On the morning of March 6, her blood pressure and pulse were indeterminable, but the facility did not take any action.
Sandamali died on March 6.
The report concluded that the bureau lacked a system to accurately ascertain the facility’s situation and then take measures, nor did it have a system for dealing with such a situation on weekends without a doctor or a nurse on duty.
The report also said that even if the officers suspect that a detainee is exaggerating their illness to help their appeal to obtain provisional release, they need to immediately consult health care workers to not miss a critical medical situation.
In Sandamali’s case, it was not done adequately, the report concluded.
It also said the way detention officers treated Sandamali showed a lack of awareness about human rights.
On March 1, three days before her death, detention officers assisted Sandamali to drink milk coffee. When she could not swallow it well, an officer said, “Milk (is coming) from (her) nose.”
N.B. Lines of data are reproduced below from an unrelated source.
PR #283, opened 2022-10-25
Wip/8141 add convenience functions for accessor read/write

vaeng:
The `ScalarRegisterAccessor` was extended with two methods: 

- `void setAndWrite(UserType newValue, VersionNumber versionNumber`
- `UserType readAndGet()`

Test cases have been added for the two above and also for: 
- `void writeIfDifferent(UserType newValue, VersionNumber versionNumber)`

Special `writeCounting` backend for `writeIfDifferent` implemented.

`setAndWrite` was implemented as a standalone method and not integrated into write to avoid confusion between `VersionNumber` and `UserType` data.

### DIFF
--- a/device/include/ScalarRegisterAccessor.h
+++ b/device/include/ScalarRegisterAccessor.h
@@ -104,6 +104,10 @@ namespace ChimeraTK {
      */
     void writeIfDifferent(UserType newValue, VersionNumber versionNumber = VersionNumber{nullptr});
 
+    void setAndWrite(UserType newValue, VersionNumber versionNumber = VersionNumber{nullptr});
+
+    UserType readAndGet();
+
     friend class TransferGroup;
 
     using NDRegisterAccessorAbstractor<UserType>::get;
@@ -237,6 +241,23 @@ namespace ChimeraTK {
   }
 
   /********************************************************************************************************************/
+
+  template<typename UserType, typename TAG>
+  void ScalarRegisterAccessor<UserType, TAG>::setAndWrite(UserType newValue, VersionNumber versionNumber) {
+    operator=(newValue);
+    if(versionNumber == VersionNumber{nullptr}) versionNumber = {};
+    this->write(versionNumber);
+  }
+
+  /********************************************************************************************************************/
+
+  template<typename UserType, typename TAG>
+  UserType ScalarRegisterAccessor<UserType, TAG>::readAndGet() {
+    this->read();
+    return get()->accessData(0, 0);
+  }
+
+  /********************************************************************************************************************/
   /********************************************************************************************************************/
 
   inline ScalarRegisterAccessor<std::string>::ScalarRegisterAccessor(
@@ -269,7 +290,6 @@ namespace ChimeraTK {
   }
 
   /********************************************************************************************************************/
-
   // Do not declare the template for all user types as extern here.
   // This could avoid optimisation of the inline code.
 
--- a/device/include/ScalarRegisterAccessor.h
+++ b/device/include/ScalarRegisterAccessor.h
@@ -104,8 +104,16 @@ namespace ChimeraTK {
      */
     void writeIfDifferent(UserType newValue, VersionNumber versionNumber = VersionNumber{nullptr});
 
+    /**
+     * Convenience function to set and write new value. The given version number
+     * is only used in case the value differs. If versionNumber == {nullptr}, a new version number is generated only if
+     * the write actually takes place.
+     */
     void setAndWrite(UserType newValue, VersionNumber versionNumber = VersionNumber{nullptr});
 
+    /**
+     * Convenience function to read and return a value of UserType.
+     */
     UserType readAndGet();
 
     friend class TransferGroup;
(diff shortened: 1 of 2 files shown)


device/include/ScalarRegisterAccessor.h
```diff
@@ -104,6 +104,18 @@ namespace ChimeraTK {
      */
     void writeIfDifferent(UserType newValue, VersionNumber versionNumber = VersionNumber{nullptr});
 
+    /**
+     * Convenience function to set and write new value. The given version number
+     * is only used in case the value differs. If versionNumber == {nullptr}, a new version number is generated only if
```
killenb, line 109: The comment is wrong (copy and paste error from writeIfDifferent). The value is always written, not only when it's different.
Hence, the whole scheme with nullprt is not needed.

device/include/ScalarRegisterAccessor.h
```diff
@@ -104,6 +104,18 @@ namespace ChimeraTK {
...
+     * the write actually takes place.
+     */
+    void setAndWrite(UserType newValue, VersionNumber versionNumber = VersionNumber{nullptr});
```
killenb, line 112: just have `VersionNumber versionNumber = {}` as second argument. There will always a new version number be needed.

device/include/ScalarRegisterAccessor.h
```diff
@@ -236,6 +248,23 @@ namespace ChimeraTK {
     }
   }
 
+  /********************************************************************************************************************/
+
+  template<typename UserType, typename TAG>
+  void ScalarRegisterAccessor<UserType, TAG>::setAndWrite(UserType newValue, VersionNumber versionNumber) {
+    operator=(newValue);
+    if(versionNumber == VersionNumber{nullptr}) versionNumber = {};
```
killenb, line 256: You can get rid of this line altogether if the default version number is {}.

tests/executables_src/testScalarRegisterAccessor.cpp
```diff
@@ -135,6 +162,15 @@ BOOST_AUTO_TEST_CASE(testIntRegisterAccessor) {
   accessor.write();
   BOOST_CHECK(dummy == 119);
 
+  // test readAndGet
+  accessor = 470;
+  accessor.write();
+  BOOST_CHECK(accessor.readAndGet() == 470);
+
+  // test setAndWrite
+  accessor.setAndWrite(4711);
```
killenb, line 171: This test is not testing setAndWrite with a version number.  The version number has to be checked for both cases (default argument and given).

tests/executables_src/testScalarRegisterAccessor.cpp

On the day she died, she took an antipsychotic drug and looked lifeless. An officer who saw her asked her if she was “high.”
According to the report, detention officers said assisting her became stressful for them and they made such remarks to alleviate their stress.
Sandamali filed applications for provisional release twice. The first was rejected on Feb. 16 and the second was filed six days later.
Authorities considered granting it based on her deteriorating health and the increasing burden on detention officers to take care of her. They decided on March 5 to release her provisionally after her condition improved.
A psychiatrist who saw Sandamali on March 4 wrote in a medical report that she would get well if she received provisional release status.
But it was not relayed to top officials of the Nagoya bureau.
Sandamali’s supporters visited her 25 times. During the period from Feb. 3 to March 3, they requested four times that she be admitted to a hospital, be given intravenous therapy and granted provisional release status, the report said.
But such requests were not shared among top officials, the report concluded.
Overall, the report said the bureau needs to implement preventive measures, such as establishing a mission statement and take necessary actions to change the level of staff awareness, strengthening the provision of health care and setting up a division for inspections and instruction at the agency.